Entries shown: Begin

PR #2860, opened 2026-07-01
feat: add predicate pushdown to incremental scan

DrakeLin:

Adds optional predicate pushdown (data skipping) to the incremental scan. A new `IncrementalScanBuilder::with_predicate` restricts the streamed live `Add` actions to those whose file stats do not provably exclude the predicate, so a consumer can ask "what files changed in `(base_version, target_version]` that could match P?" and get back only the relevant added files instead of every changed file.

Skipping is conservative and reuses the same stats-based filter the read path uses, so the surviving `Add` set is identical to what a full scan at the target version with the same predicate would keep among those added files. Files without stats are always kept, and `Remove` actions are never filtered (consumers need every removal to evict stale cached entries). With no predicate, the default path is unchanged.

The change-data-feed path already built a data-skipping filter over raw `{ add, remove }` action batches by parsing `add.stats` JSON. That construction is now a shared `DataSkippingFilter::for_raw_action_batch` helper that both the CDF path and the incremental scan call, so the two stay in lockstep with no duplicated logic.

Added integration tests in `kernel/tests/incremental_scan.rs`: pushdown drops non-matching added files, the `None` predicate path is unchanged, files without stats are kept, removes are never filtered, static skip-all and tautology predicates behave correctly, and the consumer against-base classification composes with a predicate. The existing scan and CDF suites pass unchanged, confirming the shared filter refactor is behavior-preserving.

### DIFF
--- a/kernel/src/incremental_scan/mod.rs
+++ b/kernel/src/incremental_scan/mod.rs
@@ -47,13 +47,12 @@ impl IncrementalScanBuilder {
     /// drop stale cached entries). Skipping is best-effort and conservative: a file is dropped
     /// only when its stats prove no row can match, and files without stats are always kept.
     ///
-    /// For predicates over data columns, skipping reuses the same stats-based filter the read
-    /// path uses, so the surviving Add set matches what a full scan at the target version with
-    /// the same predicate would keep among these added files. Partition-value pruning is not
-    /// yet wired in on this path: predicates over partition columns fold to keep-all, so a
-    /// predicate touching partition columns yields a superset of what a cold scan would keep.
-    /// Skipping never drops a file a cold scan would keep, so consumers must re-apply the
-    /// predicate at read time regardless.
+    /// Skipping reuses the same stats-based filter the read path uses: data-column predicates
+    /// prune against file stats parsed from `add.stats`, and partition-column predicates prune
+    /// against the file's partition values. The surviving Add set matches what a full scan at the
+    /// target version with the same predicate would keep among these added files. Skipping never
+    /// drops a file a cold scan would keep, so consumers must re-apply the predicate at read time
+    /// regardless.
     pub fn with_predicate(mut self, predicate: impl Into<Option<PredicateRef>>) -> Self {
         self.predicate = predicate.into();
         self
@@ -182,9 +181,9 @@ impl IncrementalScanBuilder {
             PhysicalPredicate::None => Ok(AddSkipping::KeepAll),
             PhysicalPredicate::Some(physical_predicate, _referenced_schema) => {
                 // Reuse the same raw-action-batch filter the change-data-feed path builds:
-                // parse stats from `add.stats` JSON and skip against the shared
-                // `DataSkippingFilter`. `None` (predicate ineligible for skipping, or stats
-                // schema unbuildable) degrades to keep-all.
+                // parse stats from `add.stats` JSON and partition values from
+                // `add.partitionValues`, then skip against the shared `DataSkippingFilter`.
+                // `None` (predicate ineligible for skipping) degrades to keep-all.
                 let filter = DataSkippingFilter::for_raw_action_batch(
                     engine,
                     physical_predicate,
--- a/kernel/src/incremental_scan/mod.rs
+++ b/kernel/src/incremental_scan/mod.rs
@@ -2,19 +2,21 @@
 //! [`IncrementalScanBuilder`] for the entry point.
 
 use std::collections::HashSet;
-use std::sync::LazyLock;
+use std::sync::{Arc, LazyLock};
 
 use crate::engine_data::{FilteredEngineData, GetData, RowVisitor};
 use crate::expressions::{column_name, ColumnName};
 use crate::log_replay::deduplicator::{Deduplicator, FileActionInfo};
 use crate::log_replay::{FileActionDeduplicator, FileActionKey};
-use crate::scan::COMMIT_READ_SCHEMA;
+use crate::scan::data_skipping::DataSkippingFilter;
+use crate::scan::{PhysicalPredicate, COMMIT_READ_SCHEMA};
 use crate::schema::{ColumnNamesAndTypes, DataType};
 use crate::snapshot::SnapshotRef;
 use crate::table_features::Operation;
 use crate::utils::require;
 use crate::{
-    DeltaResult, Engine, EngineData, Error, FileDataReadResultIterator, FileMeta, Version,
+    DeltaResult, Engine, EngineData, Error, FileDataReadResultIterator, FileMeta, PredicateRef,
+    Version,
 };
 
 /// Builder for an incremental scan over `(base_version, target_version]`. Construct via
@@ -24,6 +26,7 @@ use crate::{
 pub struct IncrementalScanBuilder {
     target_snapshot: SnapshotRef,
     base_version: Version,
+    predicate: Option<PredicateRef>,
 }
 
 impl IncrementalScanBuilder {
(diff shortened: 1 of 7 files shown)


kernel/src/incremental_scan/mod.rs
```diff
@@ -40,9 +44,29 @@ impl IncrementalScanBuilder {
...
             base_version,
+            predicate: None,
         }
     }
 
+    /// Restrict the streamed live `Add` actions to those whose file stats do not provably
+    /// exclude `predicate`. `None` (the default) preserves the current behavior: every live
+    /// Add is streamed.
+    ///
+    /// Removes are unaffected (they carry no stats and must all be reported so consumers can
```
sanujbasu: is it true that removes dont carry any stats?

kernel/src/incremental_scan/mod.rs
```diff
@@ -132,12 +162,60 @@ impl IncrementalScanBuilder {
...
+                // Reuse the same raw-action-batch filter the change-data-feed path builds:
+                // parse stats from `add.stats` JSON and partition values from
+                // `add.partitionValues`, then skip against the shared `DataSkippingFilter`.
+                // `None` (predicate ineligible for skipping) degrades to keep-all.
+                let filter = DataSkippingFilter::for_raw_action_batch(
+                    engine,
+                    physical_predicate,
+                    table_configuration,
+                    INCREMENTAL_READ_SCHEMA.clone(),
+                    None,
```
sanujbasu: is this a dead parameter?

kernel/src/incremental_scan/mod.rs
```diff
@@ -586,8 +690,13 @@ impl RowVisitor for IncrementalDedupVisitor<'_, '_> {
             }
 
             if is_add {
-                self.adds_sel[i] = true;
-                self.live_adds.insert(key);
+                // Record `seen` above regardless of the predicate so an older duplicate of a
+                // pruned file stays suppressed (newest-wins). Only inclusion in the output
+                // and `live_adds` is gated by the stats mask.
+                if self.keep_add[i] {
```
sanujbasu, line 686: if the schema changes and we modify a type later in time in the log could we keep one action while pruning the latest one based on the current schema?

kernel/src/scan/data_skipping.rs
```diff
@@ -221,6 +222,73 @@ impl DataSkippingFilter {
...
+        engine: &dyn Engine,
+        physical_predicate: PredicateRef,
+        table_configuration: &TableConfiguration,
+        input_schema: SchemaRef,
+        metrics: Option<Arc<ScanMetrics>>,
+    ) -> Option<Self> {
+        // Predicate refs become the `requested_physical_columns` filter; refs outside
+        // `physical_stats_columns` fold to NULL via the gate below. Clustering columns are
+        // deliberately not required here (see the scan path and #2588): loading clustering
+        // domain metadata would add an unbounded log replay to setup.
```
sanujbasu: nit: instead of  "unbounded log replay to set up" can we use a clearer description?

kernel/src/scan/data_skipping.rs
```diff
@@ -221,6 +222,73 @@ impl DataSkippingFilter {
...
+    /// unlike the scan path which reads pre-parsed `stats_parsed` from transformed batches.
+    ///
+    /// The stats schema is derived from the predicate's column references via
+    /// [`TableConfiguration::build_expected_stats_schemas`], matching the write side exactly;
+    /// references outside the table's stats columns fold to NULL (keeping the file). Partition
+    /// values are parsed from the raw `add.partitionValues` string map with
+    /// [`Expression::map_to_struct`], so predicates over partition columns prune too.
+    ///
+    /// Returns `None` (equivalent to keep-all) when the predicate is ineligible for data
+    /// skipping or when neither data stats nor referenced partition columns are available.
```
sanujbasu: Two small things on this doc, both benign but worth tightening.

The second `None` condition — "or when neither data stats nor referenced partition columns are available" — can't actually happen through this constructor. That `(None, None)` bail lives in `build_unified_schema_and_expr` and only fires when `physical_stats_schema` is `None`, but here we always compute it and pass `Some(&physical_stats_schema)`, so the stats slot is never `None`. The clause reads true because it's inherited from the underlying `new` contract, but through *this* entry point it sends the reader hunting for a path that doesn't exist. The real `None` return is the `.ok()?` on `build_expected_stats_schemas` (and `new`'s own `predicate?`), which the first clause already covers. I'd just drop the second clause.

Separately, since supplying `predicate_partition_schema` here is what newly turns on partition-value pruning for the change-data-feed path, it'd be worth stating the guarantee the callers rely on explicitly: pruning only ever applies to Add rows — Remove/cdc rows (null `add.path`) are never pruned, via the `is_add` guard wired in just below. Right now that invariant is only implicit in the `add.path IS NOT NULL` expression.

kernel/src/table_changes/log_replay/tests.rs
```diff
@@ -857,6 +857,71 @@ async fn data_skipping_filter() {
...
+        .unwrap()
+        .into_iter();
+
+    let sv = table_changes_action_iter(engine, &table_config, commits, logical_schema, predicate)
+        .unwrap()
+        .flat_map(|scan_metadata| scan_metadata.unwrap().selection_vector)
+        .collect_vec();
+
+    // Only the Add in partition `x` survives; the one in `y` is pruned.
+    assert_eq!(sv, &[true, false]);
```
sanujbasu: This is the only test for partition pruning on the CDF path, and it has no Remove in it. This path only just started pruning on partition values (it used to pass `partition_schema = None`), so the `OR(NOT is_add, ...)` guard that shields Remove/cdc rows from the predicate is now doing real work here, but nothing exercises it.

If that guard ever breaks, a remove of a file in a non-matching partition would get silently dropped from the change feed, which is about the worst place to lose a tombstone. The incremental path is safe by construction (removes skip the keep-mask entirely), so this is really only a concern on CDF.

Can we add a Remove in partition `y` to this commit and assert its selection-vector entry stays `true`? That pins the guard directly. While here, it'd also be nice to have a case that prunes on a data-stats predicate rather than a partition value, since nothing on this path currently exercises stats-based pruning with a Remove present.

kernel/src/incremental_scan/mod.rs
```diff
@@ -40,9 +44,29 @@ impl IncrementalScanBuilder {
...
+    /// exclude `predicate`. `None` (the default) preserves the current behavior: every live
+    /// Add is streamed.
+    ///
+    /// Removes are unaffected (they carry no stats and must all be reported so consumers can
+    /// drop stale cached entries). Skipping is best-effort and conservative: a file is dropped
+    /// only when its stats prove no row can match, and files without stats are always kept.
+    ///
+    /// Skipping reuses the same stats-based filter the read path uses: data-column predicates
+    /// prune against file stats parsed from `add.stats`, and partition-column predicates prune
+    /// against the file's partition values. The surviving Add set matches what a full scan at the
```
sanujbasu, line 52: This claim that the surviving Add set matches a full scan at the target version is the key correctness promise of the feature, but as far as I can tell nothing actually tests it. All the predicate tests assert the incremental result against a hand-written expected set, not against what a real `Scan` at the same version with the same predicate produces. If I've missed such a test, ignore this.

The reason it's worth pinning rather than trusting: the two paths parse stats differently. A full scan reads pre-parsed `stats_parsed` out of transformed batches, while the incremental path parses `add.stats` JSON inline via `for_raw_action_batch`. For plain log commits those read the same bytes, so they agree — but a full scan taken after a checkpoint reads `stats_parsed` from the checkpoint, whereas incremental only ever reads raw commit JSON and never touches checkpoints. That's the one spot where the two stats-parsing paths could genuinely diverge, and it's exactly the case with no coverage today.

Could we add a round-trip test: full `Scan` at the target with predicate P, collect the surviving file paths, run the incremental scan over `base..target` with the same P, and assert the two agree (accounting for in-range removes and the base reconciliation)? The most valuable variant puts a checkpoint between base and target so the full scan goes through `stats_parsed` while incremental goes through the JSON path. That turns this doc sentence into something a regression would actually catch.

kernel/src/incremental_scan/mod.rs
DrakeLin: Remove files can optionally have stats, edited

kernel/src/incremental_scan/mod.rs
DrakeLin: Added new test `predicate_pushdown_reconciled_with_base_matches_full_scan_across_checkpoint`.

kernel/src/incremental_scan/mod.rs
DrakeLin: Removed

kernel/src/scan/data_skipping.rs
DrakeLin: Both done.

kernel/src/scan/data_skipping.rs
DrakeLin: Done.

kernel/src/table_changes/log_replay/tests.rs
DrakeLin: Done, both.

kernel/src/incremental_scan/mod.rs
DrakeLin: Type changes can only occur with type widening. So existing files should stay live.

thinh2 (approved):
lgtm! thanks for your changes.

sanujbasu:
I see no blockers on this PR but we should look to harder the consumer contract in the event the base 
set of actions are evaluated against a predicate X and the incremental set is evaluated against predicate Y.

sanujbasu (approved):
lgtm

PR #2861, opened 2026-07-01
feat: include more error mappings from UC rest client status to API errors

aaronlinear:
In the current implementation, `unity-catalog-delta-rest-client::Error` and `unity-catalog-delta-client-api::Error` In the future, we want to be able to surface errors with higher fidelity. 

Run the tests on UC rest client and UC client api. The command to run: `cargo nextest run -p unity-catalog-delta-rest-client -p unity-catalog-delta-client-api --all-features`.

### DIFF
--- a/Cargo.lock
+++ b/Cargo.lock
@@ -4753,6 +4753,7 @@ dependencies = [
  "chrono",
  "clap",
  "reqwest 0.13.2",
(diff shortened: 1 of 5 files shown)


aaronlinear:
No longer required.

Entries shown: End

▶ Problem to work on: Your answer should consist only of the lines from the one that holds "-4753,6 +4753,7 @@" to the end of the entries above, both ends included, each repeated exactly.

▶ Solution to this task:
@@ -4753,6 +4753,7 @@ dependencies = [
  "chrono",
  "clap",
  "reqwest 0.13.2",
(diff shortened: 1 of 5 files shown)


aaronlinear:
No longer required.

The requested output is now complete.